> _TASK BRIEF_
Every line between the top of the data below and the line with "This PR fixes", both ends included, must be retyped exactly.

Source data
----

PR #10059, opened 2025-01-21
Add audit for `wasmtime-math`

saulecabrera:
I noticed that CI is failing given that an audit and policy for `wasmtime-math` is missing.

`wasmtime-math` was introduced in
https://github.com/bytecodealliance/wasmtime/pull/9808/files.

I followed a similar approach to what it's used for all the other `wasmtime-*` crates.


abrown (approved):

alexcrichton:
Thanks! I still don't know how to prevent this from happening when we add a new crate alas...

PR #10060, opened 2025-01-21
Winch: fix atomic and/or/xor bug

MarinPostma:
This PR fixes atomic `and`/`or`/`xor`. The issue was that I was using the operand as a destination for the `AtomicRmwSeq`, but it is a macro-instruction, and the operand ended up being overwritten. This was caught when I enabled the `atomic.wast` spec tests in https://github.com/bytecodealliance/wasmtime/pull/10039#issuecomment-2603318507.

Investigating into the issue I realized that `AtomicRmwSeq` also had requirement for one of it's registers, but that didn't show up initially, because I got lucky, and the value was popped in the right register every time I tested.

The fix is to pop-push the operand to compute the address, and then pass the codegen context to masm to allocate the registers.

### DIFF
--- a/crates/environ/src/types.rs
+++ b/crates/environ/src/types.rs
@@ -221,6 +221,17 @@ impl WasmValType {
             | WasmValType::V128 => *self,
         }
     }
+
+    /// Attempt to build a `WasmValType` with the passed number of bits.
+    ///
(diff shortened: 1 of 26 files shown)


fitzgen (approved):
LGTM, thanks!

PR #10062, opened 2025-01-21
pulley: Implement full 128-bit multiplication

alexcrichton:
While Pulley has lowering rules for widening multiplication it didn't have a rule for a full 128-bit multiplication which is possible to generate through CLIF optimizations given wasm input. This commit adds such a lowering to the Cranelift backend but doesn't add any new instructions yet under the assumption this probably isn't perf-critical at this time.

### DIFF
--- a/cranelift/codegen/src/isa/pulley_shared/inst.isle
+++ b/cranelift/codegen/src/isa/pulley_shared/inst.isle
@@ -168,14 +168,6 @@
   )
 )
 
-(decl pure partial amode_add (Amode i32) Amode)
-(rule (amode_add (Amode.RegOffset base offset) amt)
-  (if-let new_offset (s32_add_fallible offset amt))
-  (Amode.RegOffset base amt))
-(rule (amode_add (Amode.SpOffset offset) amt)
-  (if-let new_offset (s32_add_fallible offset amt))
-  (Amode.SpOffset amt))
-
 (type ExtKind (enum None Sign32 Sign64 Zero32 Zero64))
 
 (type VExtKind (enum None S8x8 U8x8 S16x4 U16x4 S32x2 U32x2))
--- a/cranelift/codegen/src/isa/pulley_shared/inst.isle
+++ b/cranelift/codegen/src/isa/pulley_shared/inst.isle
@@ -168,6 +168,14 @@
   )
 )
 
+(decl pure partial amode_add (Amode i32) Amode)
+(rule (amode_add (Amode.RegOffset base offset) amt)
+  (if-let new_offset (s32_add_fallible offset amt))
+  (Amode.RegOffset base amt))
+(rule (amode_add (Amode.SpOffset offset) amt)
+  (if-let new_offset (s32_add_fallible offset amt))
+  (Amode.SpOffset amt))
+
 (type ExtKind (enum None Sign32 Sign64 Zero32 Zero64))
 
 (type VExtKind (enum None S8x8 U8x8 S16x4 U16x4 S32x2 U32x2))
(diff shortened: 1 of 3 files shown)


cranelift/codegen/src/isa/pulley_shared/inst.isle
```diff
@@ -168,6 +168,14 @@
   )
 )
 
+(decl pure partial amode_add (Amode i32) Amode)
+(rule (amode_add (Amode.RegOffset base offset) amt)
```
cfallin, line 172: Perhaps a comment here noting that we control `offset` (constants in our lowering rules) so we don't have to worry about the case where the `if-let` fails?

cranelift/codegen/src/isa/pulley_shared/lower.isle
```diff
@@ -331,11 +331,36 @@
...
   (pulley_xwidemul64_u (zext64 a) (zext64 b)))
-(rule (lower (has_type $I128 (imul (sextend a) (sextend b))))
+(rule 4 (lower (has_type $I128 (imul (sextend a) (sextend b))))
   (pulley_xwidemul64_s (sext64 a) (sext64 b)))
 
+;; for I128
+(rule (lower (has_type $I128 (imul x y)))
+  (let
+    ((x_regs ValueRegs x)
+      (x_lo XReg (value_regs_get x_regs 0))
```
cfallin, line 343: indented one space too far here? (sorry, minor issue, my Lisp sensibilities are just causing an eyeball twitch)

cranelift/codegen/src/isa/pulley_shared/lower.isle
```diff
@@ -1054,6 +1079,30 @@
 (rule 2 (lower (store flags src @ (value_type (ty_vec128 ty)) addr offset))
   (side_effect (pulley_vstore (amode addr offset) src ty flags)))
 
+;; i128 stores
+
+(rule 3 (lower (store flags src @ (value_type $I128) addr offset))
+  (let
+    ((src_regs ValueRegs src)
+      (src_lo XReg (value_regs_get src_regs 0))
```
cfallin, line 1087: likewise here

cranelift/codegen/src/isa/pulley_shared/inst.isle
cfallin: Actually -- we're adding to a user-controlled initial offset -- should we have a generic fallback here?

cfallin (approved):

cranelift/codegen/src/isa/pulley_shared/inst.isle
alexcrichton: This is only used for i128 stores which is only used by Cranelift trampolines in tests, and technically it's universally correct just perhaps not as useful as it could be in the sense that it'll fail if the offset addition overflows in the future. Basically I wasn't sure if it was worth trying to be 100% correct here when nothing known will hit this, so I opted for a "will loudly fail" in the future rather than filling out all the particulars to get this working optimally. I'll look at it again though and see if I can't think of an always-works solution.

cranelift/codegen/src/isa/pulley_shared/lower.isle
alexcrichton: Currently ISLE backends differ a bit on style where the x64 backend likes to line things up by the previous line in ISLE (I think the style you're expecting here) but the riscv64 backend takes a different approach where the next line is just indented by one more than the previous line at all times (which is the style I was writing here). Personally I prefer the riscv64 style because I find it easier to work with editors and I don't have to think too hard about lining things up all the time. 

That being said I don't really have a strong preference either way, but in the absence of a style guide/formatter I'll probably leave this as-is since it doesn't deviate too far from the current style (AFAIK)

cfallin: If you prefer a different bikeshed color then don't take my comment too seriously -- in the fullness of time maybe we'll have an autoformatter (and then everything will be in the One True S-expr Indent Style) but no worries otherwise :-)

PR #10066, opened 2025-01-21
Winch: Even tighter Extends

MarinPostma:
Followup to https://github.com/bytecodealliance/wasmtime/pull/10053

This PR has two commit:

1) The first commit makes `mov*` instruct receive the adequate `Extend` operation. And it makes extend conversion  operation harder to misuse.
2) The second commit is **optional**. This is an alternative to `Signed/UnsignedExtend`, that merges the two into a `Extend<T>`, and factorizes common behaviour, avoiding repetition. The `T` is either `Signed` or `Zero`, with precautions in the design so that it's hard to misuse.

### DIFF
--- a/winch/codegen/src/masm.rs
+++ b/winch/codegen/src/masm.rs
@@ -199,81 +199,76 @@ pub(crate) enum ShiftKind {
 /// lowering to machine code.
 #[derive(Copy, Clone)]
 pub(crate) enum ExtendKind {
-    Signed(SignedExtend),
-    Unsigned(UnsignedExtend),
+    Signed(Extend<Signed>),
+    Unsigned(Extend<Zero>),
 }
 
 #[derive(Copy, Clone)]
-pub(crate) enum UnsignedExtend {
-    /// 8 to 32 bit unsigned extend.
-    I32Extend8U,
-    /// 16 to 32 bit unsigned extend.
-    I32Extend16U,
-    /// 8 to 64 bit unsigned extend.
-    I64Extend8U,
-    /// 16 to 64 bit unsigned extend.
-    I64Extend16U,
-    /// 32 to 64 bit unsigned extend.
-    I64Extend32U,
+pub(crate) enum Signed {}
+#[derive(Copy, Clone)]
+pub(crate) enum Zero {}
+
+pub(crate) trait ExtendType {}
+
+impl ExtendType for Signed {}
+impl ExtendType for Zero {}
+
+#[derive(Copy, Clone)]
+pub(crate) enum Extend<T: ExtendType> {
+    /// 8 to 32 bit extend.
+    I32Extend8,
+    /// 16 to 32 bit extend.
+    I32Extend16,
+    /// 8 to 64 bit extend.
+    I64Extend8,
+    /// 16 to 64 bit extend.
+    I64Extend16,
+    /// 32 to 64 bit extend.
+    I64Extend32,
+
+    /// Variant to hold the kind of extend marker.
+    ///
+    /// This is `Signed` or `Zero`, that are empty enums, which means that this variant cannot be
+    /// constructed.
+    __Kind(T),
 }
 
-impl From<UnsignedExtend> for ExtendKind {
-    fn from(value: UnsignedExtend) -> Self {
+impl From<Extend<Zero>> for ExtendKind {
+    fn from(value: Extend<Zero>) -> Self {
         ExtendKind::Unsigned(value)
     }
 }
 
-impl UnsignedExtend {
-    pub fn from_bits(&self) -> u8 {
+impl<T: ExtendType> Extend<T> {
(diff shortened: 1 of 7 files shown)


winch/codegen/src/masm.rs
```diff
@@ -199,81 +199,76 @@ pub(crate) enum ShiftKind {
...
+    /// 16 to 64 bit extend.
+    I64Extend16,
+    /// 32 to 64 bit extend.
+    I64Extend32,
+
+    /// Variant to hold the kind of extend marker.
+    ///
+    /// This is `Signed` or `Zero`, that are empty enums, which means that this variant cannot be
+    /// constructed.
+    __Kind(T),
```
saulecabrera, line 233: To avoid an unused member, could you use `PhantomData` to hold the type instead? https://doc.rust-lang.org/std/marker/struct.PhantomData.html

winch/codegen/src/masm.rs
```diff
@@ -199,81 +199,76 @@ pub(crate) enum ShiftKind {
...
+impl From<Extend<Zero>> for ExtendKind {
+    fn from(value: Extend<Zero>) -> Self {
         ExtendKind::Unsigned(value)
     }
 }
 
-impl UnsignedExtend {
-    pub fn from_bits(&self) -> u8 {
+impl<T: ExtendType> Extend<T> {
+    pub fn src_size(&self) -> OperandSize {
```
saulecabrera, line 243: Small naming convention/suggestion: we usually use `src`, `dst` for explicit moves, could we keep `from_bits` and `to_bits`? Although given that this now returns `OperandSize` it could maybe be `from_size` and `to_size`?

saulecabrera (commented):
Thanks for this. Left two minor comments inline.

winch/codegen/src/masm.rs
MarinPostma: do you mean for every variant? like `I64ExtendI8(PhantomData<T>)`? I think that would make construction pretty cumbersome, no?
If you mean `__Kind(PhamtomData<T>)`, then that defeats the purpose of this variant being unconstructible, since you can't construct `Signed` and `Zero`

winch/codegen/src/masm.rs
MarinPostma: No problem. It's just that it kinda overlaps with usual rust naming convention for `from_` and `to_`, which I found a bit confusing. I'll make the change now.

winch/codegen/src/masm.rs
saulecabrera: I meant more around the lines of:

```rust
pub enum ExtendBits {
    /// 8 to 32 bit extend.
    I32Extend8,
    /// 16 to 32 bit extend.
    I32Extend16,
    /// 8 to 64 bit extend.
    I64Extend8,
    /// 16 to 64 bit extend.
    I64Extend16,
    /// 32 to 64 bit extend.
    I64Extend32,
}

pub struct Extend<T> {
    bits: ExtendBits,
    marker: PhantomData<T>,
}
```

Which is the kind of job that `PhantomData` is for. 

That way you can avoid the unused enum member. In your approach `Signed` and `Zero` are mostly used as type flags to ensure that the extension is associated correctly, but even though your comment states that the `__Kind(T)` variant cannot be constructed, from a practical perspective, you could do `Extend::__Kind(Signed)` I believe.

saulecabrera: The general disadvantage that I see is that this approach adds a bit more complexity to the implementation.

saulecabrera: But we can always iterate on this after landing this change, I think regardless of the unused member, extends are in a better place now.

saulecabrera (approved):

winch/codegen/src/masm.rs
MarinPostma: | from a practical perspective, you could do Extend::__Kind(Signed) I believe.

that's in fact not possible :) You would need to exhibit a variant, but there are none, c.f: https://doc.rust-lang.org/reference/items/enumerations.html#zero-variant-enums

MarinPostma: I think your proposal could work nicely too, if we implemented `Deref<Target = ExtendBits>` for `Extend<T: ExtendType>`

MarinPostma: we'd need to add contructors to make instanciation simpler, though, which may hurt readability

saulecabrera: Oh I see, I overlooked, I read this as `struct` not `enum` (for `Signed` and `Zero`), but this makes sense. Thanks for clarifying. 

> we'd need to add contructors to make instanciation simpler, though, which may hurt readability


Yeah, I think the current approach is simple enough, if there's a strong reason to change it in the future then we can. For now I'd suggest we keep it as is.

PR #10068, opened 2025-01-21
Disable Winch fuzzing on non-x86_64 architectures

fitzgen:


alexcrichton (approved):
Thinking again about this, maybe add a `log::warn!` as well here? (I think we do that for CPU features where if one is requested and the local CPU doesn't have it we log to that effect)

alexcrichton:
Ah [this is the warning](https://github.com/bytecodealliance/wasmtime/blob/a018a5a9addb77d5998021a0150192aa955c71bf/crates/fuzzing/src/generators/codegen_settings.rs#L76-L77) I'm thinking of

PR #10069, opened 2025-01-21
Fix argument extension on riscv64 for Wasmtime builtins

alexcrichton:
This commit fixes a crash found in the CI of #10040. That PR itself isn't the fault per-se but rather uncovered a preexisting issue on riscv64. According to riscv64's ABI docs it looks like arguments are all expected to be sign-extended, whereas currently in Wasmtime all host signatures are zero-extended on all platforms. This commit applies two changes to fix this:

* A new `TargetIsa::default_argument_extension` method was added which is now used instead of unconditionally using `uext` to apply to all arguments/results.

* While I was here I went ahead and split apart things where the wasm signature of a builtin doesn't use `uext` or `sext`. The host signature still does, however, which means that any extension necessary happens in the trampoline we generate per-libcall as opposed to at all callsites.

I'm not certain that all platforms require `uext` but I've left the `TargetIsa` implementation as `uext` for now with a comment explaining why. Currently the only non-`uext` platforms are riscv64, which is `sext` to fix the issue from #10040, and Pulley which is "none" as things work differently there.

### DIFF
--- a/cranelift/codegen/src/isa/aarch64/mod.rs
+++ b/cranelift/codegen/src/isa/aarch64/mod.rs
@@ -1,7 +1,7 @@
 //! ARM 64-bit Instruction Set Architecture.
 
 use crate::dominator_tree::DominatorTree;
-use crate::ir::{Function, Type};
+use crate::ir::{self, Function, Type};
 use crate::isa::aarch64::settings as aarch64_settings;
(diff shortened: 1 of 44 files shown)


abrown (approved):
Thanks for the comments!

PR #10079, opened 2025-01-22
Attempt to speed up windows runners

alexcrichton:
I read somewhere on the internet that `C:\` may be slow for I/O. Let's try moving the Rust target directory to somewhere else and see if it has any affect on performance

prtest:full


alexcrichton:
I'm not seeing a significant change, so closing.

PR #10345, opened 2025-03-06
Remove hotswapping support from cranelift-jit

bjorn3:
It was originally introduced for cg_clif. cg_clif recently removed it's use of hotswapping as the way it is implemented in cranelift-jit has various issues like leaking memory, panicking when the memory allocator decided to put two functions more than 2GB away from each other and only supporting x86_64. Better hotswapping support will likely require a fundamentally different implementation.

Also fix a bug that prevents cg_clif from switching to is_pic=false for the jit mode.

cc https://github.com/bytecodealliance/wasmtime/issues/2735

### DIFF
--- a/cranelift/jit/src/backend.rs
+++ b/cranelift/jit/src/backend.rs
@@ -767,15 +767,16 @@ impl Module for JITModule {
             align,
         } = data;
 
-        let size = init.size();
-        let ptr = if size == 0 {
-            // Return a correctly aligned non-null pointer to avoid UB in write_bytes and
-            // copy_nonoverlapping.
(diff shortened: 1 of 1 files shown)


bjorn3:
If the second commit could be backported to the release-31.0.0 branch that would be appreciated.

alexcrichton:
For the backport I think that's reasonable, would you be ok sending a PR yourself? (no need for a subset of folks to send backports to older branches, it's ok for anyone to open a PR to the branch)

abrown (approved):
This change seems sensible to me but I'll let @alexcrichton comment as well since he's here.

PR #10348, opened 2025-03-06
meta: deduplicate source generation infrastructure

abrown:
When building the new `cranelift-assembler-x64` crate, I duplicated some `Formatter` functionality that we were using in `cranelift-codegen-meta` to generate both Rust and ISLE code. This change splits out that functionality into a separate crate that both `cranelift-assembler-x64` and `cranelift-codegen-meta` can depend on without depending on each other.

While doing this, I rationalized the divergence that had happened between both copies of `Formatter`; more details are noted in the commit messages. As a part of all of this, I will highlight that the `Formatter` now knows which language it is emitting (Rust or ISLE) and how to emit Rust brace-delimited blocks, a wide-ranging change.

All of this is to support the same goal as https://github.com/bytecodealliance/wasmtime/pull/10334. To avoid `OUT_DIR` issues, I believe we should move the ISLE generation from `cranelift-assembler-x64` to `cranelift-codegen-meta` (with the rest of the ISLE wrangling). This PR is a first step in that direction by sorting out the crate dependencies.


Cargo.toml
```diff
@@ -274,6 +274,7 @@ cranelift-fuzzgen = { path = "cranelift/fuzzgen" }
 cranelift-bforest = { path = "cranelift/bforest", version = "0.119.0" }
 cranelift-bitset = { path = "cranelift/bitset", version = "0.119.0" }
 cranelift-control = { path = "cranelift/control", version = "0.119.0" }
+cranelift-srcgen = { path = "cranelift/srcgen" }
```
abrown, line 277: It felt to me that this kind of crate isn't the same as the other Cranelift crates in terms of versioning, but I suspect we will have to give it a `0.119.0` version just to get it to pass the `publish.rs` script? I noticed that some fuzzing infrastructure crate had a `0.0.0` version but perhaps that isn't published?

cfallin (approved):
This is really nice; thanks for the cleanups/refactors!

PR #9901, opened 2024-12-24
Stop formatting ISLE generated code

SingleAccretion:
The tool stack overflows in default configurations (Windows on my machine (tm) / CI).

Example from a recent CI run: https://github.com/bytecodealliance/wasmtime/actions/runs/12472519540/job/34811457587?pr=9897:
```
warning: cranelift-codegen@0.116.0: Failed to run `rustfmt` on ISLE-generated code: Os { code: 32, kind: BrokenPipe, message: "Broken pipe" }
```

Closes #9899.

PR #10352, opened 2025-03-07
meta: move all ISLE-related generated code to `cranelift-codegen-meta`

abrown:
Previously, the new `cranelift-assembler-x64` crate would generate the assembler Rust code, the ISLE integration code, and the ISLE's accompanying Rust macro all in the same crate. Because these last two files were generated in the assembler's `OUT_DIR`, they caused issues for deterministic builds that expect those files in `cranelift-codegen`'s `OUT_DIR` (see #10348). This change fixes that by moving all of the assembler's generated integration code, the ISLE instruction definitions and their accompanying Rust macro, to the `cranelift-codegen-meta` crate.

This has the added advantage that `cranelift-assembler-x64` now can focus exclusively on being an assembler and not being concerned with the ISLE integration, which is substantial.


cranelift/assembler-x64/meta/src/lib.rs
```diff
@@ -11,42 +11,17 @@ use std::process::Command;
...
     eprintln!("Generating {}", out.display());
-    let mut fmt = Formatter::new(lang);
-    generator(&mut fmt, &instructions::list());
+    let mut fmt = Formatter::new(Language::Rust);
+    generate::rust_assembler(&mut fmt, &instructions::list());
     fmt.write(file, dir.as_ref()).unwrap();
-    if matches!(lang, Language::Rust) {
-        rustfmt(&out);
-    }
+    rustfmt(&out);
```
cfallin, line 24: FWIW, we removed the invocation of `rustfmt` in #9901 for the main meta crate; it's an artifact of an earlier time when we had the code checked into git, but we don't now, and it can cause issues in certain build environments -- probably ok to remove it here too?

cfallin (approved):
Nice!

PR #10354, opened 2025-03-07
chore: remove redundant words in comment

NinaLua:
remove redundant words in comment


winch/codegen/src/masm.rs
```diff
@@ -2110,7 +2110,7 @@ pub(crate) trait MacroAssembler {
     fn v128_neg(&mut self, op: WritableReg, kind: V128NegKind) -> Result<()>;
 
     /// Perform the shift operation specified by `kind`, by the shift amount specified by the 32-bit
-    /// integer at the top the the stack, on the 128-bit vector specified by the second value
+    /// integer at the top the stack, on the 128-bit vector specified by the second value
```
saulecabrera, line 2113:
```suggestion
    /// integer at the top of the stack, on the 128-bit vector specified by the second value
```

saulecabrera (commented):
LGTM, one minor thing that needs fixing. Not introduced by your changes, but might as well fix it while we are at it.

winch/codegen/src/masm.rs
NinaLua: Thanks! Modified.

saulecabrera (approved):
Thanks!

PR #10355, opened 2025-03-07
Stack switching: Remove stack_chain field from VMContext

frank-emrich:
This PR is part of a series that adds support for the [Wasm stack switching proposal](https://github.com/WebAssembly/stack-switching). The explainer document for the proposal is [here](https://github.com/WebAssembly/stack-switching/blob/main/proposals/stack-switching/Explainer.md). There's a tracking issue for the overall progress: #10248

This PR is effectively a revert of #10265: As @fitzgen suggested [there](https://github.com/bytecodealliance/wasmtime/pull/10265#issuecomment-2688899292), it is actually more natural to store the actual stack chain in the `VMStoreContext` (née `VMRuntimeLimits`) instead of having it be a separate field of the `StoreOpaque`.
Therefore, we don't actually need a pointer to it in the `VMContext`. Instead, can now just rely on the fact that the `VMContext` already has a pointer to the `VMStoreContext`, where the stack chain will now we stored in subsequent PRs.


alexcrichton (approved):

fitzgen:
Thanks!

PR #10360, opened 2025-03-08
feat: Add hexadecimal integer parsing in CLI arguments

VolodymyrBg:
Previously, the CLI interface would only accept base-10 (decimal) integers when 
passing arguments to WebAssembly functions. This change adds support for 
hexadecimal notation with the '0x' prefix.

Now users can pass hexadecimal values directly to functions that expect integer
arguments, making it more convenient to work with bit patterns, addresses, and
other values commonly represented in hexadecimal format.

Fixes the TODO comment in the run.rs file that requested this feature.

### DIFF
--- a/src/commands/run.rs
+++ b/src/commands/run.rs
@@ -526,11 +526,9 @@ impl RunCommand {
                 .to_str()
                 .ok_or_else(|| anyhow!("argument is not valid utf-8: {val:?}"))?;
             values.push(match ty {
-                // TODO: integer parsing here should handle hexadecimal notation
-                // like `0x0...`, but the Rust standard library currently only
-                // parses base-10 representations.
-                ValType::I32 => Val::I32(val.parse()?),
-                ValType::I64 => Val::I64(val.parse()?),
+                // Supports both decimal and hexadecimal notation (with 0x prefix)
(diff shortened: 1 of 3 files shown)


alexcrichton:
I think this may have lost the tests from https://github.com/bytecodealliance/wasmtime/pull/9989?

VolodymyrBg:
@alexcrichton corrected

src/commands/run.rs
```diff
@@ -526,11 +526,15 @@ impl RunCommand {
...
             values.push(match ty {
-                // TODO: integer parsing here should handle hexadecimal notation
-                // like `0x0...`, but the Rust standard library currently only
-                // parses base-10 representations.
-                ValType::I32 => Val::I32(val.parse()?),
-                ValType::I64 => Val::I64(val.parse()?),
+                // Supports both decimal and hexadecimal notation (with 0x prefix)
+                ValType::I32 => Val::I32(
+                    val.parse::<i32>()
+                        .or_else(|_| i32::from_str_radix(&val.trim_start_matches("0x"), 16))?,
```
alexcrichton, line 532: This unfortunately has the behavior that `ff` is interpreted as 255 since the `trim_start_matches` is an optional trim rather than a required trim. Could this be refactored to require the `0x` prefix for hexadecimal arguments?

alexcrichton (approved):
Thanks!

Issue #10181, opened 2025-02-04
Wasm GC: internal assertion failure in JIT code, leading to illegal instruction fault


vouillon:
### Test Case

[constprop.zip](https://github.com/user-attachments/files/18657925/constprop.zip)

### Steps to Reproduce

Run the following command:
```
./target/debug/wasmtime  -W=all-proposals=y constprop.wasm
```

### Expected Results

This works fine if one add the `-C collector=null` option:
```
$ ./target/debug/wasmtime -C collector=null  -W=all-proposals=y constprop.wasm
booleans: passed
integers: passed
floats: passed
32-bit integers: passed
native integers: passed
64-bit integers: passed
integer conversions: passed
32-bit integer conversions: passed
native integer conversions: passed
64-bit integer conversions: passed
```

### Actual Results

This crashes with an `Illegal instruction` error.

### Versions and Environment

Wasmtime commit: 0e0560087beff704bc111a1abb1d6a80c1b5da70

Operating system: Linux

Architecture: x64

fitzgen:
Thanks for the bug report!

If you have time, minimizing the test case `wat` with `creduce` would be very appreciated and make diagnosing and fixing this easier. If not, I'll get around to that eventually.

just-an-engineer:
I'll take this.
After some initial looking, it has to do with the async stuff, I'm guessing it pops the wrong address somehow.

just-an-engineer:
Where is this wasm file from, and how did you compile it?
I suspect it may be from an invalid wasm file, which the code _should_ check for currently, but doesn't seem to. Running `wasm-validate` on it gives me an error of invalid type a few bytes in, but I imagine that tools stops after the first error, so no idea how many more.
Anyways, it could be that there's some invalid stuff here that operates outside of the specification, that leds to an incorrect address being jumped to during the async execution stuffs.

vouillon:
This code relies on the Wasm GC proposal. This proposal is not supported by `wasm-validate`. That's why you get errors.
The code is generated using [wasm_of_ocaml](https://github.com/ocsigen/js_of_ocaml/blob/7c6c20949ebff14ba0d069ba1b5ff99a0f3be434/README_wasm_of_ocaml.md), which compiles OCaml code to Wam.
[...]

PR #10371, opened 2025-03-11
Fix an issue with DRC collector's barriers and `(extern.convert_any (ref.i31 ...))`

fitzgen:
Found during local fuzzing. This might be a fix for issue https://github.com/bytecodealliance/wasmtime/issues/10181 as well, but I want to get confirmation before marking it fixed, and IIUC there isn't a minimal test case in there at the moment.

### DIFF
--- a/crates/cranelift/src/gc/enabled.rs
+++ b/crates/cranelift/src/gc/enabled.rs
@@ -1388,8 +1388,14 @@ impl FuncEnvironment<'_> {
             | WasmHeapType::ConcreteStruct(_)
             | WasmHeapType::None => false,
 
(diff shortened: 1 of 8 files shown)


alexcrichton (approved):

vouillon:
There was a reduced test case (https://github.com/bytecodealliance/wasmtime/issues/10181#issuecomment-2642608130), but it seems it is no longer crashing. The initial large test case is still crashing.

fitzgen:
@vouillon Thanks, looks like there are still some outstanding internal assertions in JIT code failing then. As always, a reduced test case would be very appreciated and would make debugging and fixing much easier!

----

> _RESPONSE BELOW_
PR #10059, opened 2025-01-21
Add audit for `wasmtime-math`

saulecabrera:
I noticed that CI is failing given that an audit and policy for `wasmtime-math` is missing.

`wasmtime-math` was introduced in
https://github.com/bytecodealliance/wasmtime/pull/9808/files.

I followed a similar approach to what it's used for all the other `wasmtime-*` crates.


abrown (approved):

alexcrichton:
Thanks! I still don't know how to prevent this from happening when we add a new crate alas...

PR #10060, opened 2025-01-21
Winch: fix atomic and/or/xor bug

MarinPostma:
This PR fixes atomic `and`/`or`/`xor`. The issue was that I was using the operand as a destination for the `AtomicRmwSeq`, but it is a macro-instruction, and the operand ended up being overwritten. This was caught when I enabled the `atomic.wast` spec tests in https://github.com/bytecodealliance/wasmtime/pull/10039#issuecomment-2603318507.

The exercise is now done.